By Dr Tom Brzustowski
Since 1997, the Government of Canada has been investing in university research in science and engineering to help put Canadian R&D on track to catch up with the leaders of the industrialized world. These investments have been part of a strategy, initially referred to as the “Innovation Agenda” and later formalized as the “Innovation Strategy”. In this context, innovation has to do with wealth creation by bringing new or significantly improved products to market.
The goal of the Innovation Strategy — perhaps never stated quite bluntly enough — is to provide Canada with the basis for sustained prosperity in the global economy of the 21st Century. We must have the means to invest adequately in health care, early childhood development, education, protection of the environment, and much else that reflects Canadian values.
We cannot assume that what we did to earn our high standard of living in the 20th Century will suffice to maintain it in the 21st. We must always look for new ways of creating wealth. We know that wealth is created when Canadians add value in producing goods and services that are sold in world markets, and we know that knowledge is the modern basis for adding value.
The government’s research investment strategy has succeeded extremely well. Universities have become the backbone of research in Canada, and the value of the R&D (mostly R) they are performing is nearly three times the total for the labs of the federal and provincial governments. At NSERC (Science and Engineering Research Canada), the clearest indicator of the government’s success has been the growing number of first- time applicants for discovery grants.
These are newly appointed professors who have been attracted to research in Canadian universities. This can be great news for Canada in the long term because these new people are very well qualified to develop their careers here, produce great research results, teach students, share their findings with industry and government, and help increase the amount of value-added activity in the Canadian economy.

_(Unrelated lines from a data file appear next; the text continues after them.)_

PR #347, opened 2023-07-17
[F] Moonrise/moonset forecast

alexgoff:
Moonrise and moonset forecast widget, the biggest change here is that I have pulled in the `suncalc` library to address timezone issues.

**Testing**

Moonrise and moonset times can be verified against this site: https://www.timeanddate.com/moon/chile/la-serena, we expect a difference of a few minutes since the observatory 

image


helpers/formatters.js
```diff
@@ -40,3 +40,21 @@ export const formatTime = (value, locale = "en", options = {}) => {
...
+  const today = new Date();
+  const result = new Date(today);
+  const diff = day - today.getDay();
+
+  result.setDate(today.getDate() + diff);
+
+  return result.toLocaleDateString(locale, { weekday: "long" });
+};
+
+export const formatAngle = (angle = 0, locale = "en") =>
```
alexgoff, line 54: extract `formatDayName` and `formatAngle` into formatters

lib/suncalc.js
alexgoff, line 1: this is the suncalc lib + `tz-lookup` to assist with getting the correct timezone for a lat/long

lib/suncalc.js
```diff
@@ -0,0 +1,358 @@
...
+
+function hoursLater(date, h) {
+  return new Date(date.valueOf() + (h * dayMs) / 24);
+}
+
+// calculations for moon rise/set times are based on http://www.stargazing.net/kepler/moonrise.html article
+
+export function getMoonTimes(date, lat, lng, inUTC = false) {
+  const t = new Date(date);
+  const tz = tzlookup(lat, lng);
```
alexgoff, line 294: here is the largest change I made, originally it was 

```javascript
if (inUTC) t.setUTCHours(0,0,0,0);
else t.setHours(0,0,0,0)
```
which would always set the time to the users system midnight and then try to find a moonrise and moonset in the next 24 hours. This would produce incorrect rises/sets for each day since the local timezone is different than user timezone. Now it checks for if the time is in UTC and if not calculates the local timezone offset from UTC and uses that to set midnight.

PR #364, opened 2023-08-09
[C] SVG cross browser compat

alexgoff:
Safari does not support several modern SVG standards so some cross browser work is required to get the same presentation across all browsers. The biggest change is getting rid of the `textPath` approach on the radial meter and changing `transform` to CSS transforms


components/atomic/RadialMeter/index.js
```diff
@@ -47,31 +44,38 @@ const RadialMeter = ({ min, max, value, text, step = 1, labelledById }) => {
...
-            y2={centerY}
+          <g
             transform-origin={origin}
-            transform={`rotate(${i * degreeStep + baseRotation})`}
-          />
+            style={{
+              transform: `rotate(${i * degreeStep + baseRotation}deg)`,
+            }}
+            key={v}
+          >
```
alexgoff, line 64: instead of moving the text along a path, I am attaching the text to it's corresponding tick and offsetting then rotating it from the center

components/charts/XAxis/index.js
```diff
@@ -33,7 +33,7 @@ const XAxis = ({
       {tickMap.map(({ label, position }, i) => (
         <g role="listitem" key={`${label}-${i}`}>
           <Styled.Tick x1={position} x2={position} y1={y} y2={y + tickHeight} />
-          <Styled.TickLabel x={position} y={y + tickHeight * 2}>
+          <Styled.TickLabel x={position} y={y + tickHeight * 3}>
```
alexgoff, line 36: increased the offset of the X axis labels instead of using dominantBaseline, since Safari does not support it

University research in science and engineering supports value-added activity in the Canadian economy in three ways, and we are achieving excellence in all three. The first is the advanced training of highly-qualified people (HQP) — undergraduates interested in research, graduate students at the MA and PhD level, and postdoctoral fellows. Advanced training produces people who are current in an important area of science or engineering, can generate new knowledge, and know how to use it.
For that reason, HQP are often considered by industry to be the most important output of university research. They increase industry’s receptor capacity for new know-ledge. They are major players in the industrial R&D process that produces innovations. And, of course, they are the source of the next generation of researchers.
University-industry research partnerships are the second form of support. This is research with a market pull. It is done to solve industrial problems that can’t be solved with existing knowledge, and it may lead to product or process innovations within a couple of years. In this case, industry commercializes the research results. Canadian university-industry research has grown in both scale and impact over the last three decades, with about 500-600 companies acting as university partners in any given year, of which about 100 might be new to the program.
The cumulative total of industry investment in university research projects is now approaching a billion dollars. The professors involved in university-industry research often develop long-term relationships with their partners, such as Industrial Research Chairs, that can lead to significant innovations. Their students are particularly valuable to industry because they have learned what it means to use new knowledge productively.
The third way in which university research supports value-added activity in the economy is basic research, whose goal is only discovery. Basic research provides the foundation for all advances, and also trains people who can generate new knowledge in Canada and understand the new knowledge generated around the world. It must meet world standards of excellence to be valuable, and it does.
Occasionally, excellent basic research produces discoveries that lead to important innovations in the market. This has happened many times in many places around the world, and some of the greatest discoveries have changed our lives, e.g.: the transistor, the laser, the structure of DNA, etc. But innovations arising from basic research are unpredictable, they are slow in coming, and they may take decades to appear in new products.
Recently, the government has called for greater effort in “commercializing research results”, and producing “research-based innovations” as the required return to the taxpayers for their investment in university research. At times it appears that this attention is directed mainly at basic research, and sometimes the phrase “commercialization of basic research” appears in speeches by important people. However, we believe that the real goal behind the words is connecting research with wealth creation in Canada, in all the ways that are effective.
Commercializing the results of basic research is difficult, but it can succeed when done by the right people in the right conditions. It’s a technology-push process that starts in the university when someone recognizes innovation potential in a discovery. It requires several stages of risky private investment, adding up to many times the cost of the research. It often involves the creation of a start-up company, since there is seldom an industrial receptor capacity for something entirely novel.
But in spite of these difficulties, we do have some great Canadian success stories. In the publication “Research Means Business”, NSERC has documented 134 companies whose history begins with a grant for basic research first given a decade or more ago. These companies now have sales in the billions and employ thousands of HQP.
In Budget 2004, the Government of Canada called for a tripling in the effort to commercialize the results of university research. That is being done by growing the programs that work well, notably Intellectual Property Management (IPM) and Idea to Innovation (I2I). However, to increase the impact of university research in science and engineering on wealth creation in Canada in a big way, it is necessary to enhance all three ways in which it supports the national effort.
Dr Tom Brzustowski is president of Science and Engineering Research Canada (NSERC).